Но всё же в институт надо было пойти. Во-первых, желательно кое-что сделать – собственно говоря, надо было обсчитать и записать в рабочий журнал результаты, полученные во вчерашнем опыте, пока все его моменты были свежи в памяти и не надо ломать голову, какая цифра, наспех записанная на листочке бумаги, что значит. А во-вторых… Конечно, главная причина, заставившая Мишу тащиться на работу, была вовсе не в этом, а в договоренности встретиться там с Костей. В ходе их вечернего обсуждения тот выразил желание более детально разобраться с лестницей черного хода (причем новоиспеченный Ватсон должен был ему в этом ассистировать) и предложил, не откладывая эту задачу на потом, встретиться на следующий день в полседьмого – когда большинство сотрудников уже ушло с работы. Миша, правда, довольно скептически отнесся к этой идее, что тут же открыто и высказал (его Холмс сам ведь требовал критического отношения к своим выводам и гипотезам): в чем там разбираться-то? Уже на три раза там всё осмотрено. Ваши же сотрудники разбирались. Но Костя стоял на своём, хотя и не мог толком объяснить, что он собирается там увидеть. Не нравится мне это, – только и смог он заявить в ответ на Мишины сомнения. – Всё, вроде бы, закрыто-запечатано, мышь не проберется, а бандиты туда-сюда шастают без всяких препятствий. Хочу своими глазами посмотреть, пощупать, обнюхать – как это так может быть?

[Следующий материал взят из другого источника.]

PR #615, opened 2019-11-29
Fix issue causing assert to fire in `getSourceModuleName` util function

### LINKED ISSUE #614: [7.7.0] `getSourceModuleName` should only be called on `MemberExpression` or `Identifier`
After updating, I get that error:

```
Build Error (broccoli-persistent-filter:EslintValidationFilter) in components/application-header.ts

`getSourceModuleName` should only be called on `MemberExpression` or `Identifier`
Occurred while linting /home/boris/project/app/components/application-header.ts:24
```

That line is as follows:

```typescript
@classic
@tagName('nav')
@classNames('navbar', 'navbar-default', 'navbar-fixed-top')
export default class extends Component.extend(ResizeAware) {
```

The last line is `24`.

patocallaghan:
Fixes #614.

@bmish I just tried out 7.7.0 in our app and I started seeing the following assertion `'getSourceModuleName' should only be called on 'MemberExpression' or 'Identifier'` firing on the following code:

```js
export default class MyModel extends Model.extend(SomeMixin) {
  ...
}
```

I've put together a patch for that here

### DIFF
--- a/lib/utils/import.js
+++ b/lib/utils/import.js
@@ -1,7 +1,12 @@
 'use strict';
 
 const assert = require('assert');
-const { isIdentifier, isImportDeclaration, isMemberExpression } = require('../utils/types');
+const {
+  isCallExpression,
+  isIdentifier,
+  isImportDeclaration,
+  isMemberExpression,
+} = require('../utils/types');
 
 module.exports = {
   getSourceModuleNameForIdentifier,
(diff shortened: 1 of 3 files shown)


bmish:
Can you add another test for `getSourceModuleName` in `import-test.js`? If you can't, I'll add one before merging shortly.

bmish:
Nevermind, I added the test myself. Will merge now and release v7.7.1.

PR #625, opened 2019-12-12
Add eslint-plugin-jest internally and enable rules

bmish:
https://github.com/jest-community/eslint-plugin-jest

@Turbo87 this may interest you.

### DIFF
--- a/.eslintrc.js
+++ b/.eslintrc.js
@@ -10,6 +10,7 @@ module.exports = {
     'eslint-plugin',
     'filenames',
     'import',
+    'jest',
     'node',
     'prettier',
     'unicorn'
@@ -18,6 +19,8 @@ module.exports = {
     'eslint:recommended',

– А почему ты именно к этой лестнице цепляешься? – продолжал упираться Миша.

– Ну, а где еще они могли пролазить? На окнах решетки. Я не верю, что они через второй этаж лазили – теоретически это, может быть, и осуществимо, но на деле надо совсем дураком быть, чтобы такой путь выбрать. А здесь не дураки действовали.

– Пусть… А через главный вход?

– Э, нет! Через парадный подъезд им ходу нет. Здесь без ведома вахтера им ничего не светит. Она непременно должна быть с ними в сговоре.

– Так… Ладно, об ее участии в шайке говорить нет смысла. Тут я согласен, иначе к чему эти вызовы милиции и вся эта канитель, но… – Миша был не из тех, кто в споре быстро сдается, сраженный каким-то неопровержимым фактом. – Почему не предположить, что ваш лейтенант был прав и что бандюги запугали вахтершу и вынесли труп через главный вход? А после этого ей уже и деваться было некуда – что скажут, то и сделает.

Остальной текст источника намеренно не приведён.